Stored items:
━━━━━━━━━━━━━━━━━━━━━━━━━━━━━━

PR #3326, opened 2022-01-08
404 <- include search options

manifestoso:

## Summary

Include search option upon 404 page loading.

### DIFF
--- a/docs/_pages/404.md
+++ b/docs/_pages/404.md
@@ -7,21 +7,6 @@ permalink: /404.html
 
 Sorry, but the page you were trying to view does not exist. --- perhaps you can try searching for it below.
 
-# <script async src="https://cse.google.com/cse.js?cx={{ site.google.search_engine_id}}"></script>
-
-{%- assign search_provider = site.search_provider | default: "lunr" -%}
-{%- case search_provider -%}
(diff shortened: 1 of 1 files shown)


manifestoso:
@mmistakes This PR has been tested to work for `google`. `algolia` is a bit buggy, where we will need to click the `.search__toggle` twice when 404 page is loaded to display the search box. This looks like is something to do with 

```
// Starting the search only when toggle is clicked
$(document).ready(function () {
  $(".search__toggle").on("click", function() {
    if(!search.started) {
      search.start();
    }
  });
});
</script>
```
in 
```
minimal-mistakes\_includes\search\algolia-search-scripts.html
```

Any thoughts?

mmistakes:
I think this is unnecessary. The 404 page included in the demo site is just that, a demo.
The theme ships with with a `search` layout which can be applied instead of needing to add the include to the page.

See below for an example:

```
---
title: "Page Not Found"
layout: search
excerpt: "Page not found. Your pixels are in another canvas."
sitemap: false
permalink: /404.html
---

Sorry, but the page you were trying to view does not exist --- perhaps you can try searching for it below.
```

Screen Shot 2022-01-10 at 8 08 36 AM

PR #238, opened 2015-09-30
Check primenode keys on app start

IngCr3at1on:
Previously entering an invalid primenode key would start the wallet without error, if it was an invalid format it had the potential to throw an error otherwise the wallet would attempt to stake and not say the key was invalid until finding and creating a stake transaction and attempting to Accept the block (failing during ConnectInputs).

This will create a test signature and process it during init prompting if the key is invalid.

### DIFF
--- a/src/init.cpp
+++ b/src/init.cpp
@@ -156,15 +156,25 @@ bool AppInit(int argc, char* argv[])
     return fRet;
 }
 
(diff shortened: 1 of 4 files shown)


IngCr3at1on:
Requires #237 (will require rebase after #237's merge).

PR #239, opened 2015-10-01
Script to be able to perform copyright header updates

mitchellcash:
Referenced from https://github.com/bitcoin/bitcoin/commit/57702541a2009d4b936ebfddeeec3db7f8f74e5c

Original author @gubatron

This is being put here for future use as no current files were modified when using the script.

### DIFF
--- a/contrib/devtools/README.md
+++ b/contrib/devtools/README.md
@@ -1,0 +1,11 @@
+## fix-copyright-headers.py
+
+Every year newly updated files need to have its copyright headers updated to reflect the current year.
+If you run this script from src/ it will automatically update the year on the copyright header for all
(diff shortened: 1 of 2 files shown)


gubatron:
ha, good to know this is in use :) cheers.

IngCr3at1on:
Interesting

IngCr3at1on:
The real question on this is if anyone will be using the script enough for it to need to be present.

mitchellcash:
It will come in handy come 2016 and seeing as it's going into the devtools folder and not burdening the actual Paycoin core codebase I see no harm in leaving it in devtools for possible future use. It's a useful script and if needed come 2016 I'll make sure to use it ;)

PR #245, opened 2015-10-02
Use a CriticalSection when writing to the primenode database

IngCr3at1on:
The odds of multiple threads ever attempting to write to this database
when it's only writeable when being created are pretty much impossible
but best practice is to lock the database anyway so we will.


IngCr3at1on:
This has been rebased over master do to conflict in primenodes.h

ligerzero459:
LGTM

PR #247, opened 2015-10-02
Fix display of external scrape transactions in qt wallet.

IngCr3at1on:
There's a weird issue in the QT where it doesn't always calculate the correct credit value on external stakes (sometimes and often resulting in displaying the complete stake value). The scrape value is always the value of the last output of the transaction so check it when setting the amount for an external scrape.

Label external scrapes differently then standard stakes and always list the address scraped from.

Before:
selection_135

After (with an address label set in address book):
selection_134

### DIFF
--- a/src/qt/transactionrecord.cpp
+++ b/src/qt/transactionrecord.cpp
@@ -49,8 +49,15 @@ QList<TransactionRecord> TransactionRecord::decomposeTransaction(const CWallet *
             CTxDestination address;
             CTxOut txout = wtx.vout[1];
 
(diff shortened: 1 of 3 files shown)


mitchellcash:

━━━━━━━━━━━━━━━━━━━━━━━━━━━━━━

**EXERCISE INSTRUCTIONS**. The full set of records above is to be printed again verbatim.

**WRITTEN RESPONSE**.
PR #3326, opened 2022-01-08
404 <- include search options

manifestoso:

## Summary

Include search option upon 404 page loading.

### DIFF
--- a/docs/_pages/404.md
+++ b/docs/_pages/404.md
@@ -7,21 +7,6 @@ permalink: /404.html
 
 Sorry, but the page you were trying to view does not exist. --- perhaps you can try searching for it below.
 
-# <script async src="https://cse.google.com/cse.js?cx={{ site.google.search_engine_id}}"></script>
-
-{%- assign search_provider = site.search_provider | default: "lunr" -%}
-{%- case search_provider -%}
(diff shortened: 1 of 1 files shown)


manifestoso:
@mmistakes This PR has been tested to work for `google`. `algolia` is a bit buggy, where we will need to click the `.search__toggle` twice when 404 page is loaded to display the search box. This looks like is something to do with 

```
// Starting the search only when toggle is clicked
$(document).ready(function () {
  $(".search__toggle").on("click", function() {
    if(!search.started) {
      search.start();
    }
  });
});
</script>
```
in 
```
minimal-mistakes\_includes\search\algolia-search-scripts.html
```

Any thoughts?

mmistakes:
I think this is unnecessary. The 404 page included in the demo site is just that, a demo.
The theme ships with with a `search` layout which can be applied instead of needing to add the include to the page.

See below for an example:

```
---
title: "Page Not Found"
layout: search
excerpt: "Page not found. Your pixels are in another canvas."
sitemap: false
permalink: /404.html
---

Sorry, but the page you were trying to view does not exist --- perhaps you can try searching for it below.
```

Screen Shot 2022-01-10 at 8 08 36 AM

PR #238, opened 2015-09-30
Check primenode keys on app start

IngCr3at1on:
Previously entering an invalid primenode key would start the wallet without error, if it was an invalid format it had the potential to throw an error otherwise the wallet would attempt to stake and not say the key was invalid until finding and creating a stake transaction and attempting to Accept the block (failing during ConnectInputs).

This will create a test signature and process it during init prompting if the key is invalid.

### DIFF
--- a/src/init.cpp
+++ b/src/init.cpp
@@ -156,15 +156,25 @@ bool AppInit(int argc, char* argv[])
     return fRet;
 }
 
(diff shortened: 1 of 4 files shown)


IngCr3at1on:
Requires #237 (will require rebase after #237's merge).

PR #239, opened 2015-10-01
Script to be able to perform copyright header updates

mitchellcash:
Referenced from https://github.com/bitcoin/bitcoin/commit/57702541a2009d4b936ebfddeeec3db7f8f74e5c

Original author @gubatron

This is being put here for future use as no current files were modified when using the script.

### DIFF
--- a/contrib/devtools/README.md
+++ b/contrib/devtools/README.md
@@ -1,0 +1,11 @@
+## fix-copyright-headers.py
+
+Every year newly updated files need to have its copyright headers updated to reflect the current year.
+If you run this script from src/ it will automatically update the year on the copyright header for all
(diff shortened: 1 of 2 files shown)


gubatron:
ha, good to know this is in use :) cheers.

IngCr3at1on:
Interesting

IngCr3at1on:
The real question on this is if anyone will be using the script enough for it to need to be present.

mitchellcash:
It will come in handy come 2016 and seeing as it's going into the devtools folder and not burdening the actual Paycoin core codebase I see no harm in leaving it in devtools for possible future use. It's a useful script and if needed come 2016 I'll make sure to use it ;)

PR #245, opened 2015-10-02
Use a CriticalSection when writing to the primenode database

IngCr3at1on:
The odds of multiple threads ever attempting to write to this database
when it's only writeable when being created are pretty much impossible
but best practice is to lock the database anyway so we will.


IngCr3at1on:
This has been rebased over master do to conflict in primenodes.h

ligerzero459:
LGTM

PR #247, opened 2015-10-02
Fix display of external scrape transactions in qt wallet.

IngCr3at1on:
There's a weird issue in the QT where it doesn't always calculate the correct credit value on external stakes (sometimes and often resulting in displaying the complete stake value). The scrape value is always the value of the last output of the transaction so check it when setting the amount for an external scrape.

Label external scrapes differently then standard stakes and always list the address scraped from.

Before:
selection_135

After (with an address label set in address book):
selection_134

### DIFF
--- a/src/qt/transactionrecord.cpp
+++ b/src/qt/transactionrecord.cpp
@@ -49,8 +49,15 @@ QList<TransactionRecord> TransactionRecord::decomposeTransaction(const CWallet *
             CTxDestination address;
             CTxOut txout = wtx.vout[1];
 
(diff shortened: 1 of 3 files shown)


mitchellcash:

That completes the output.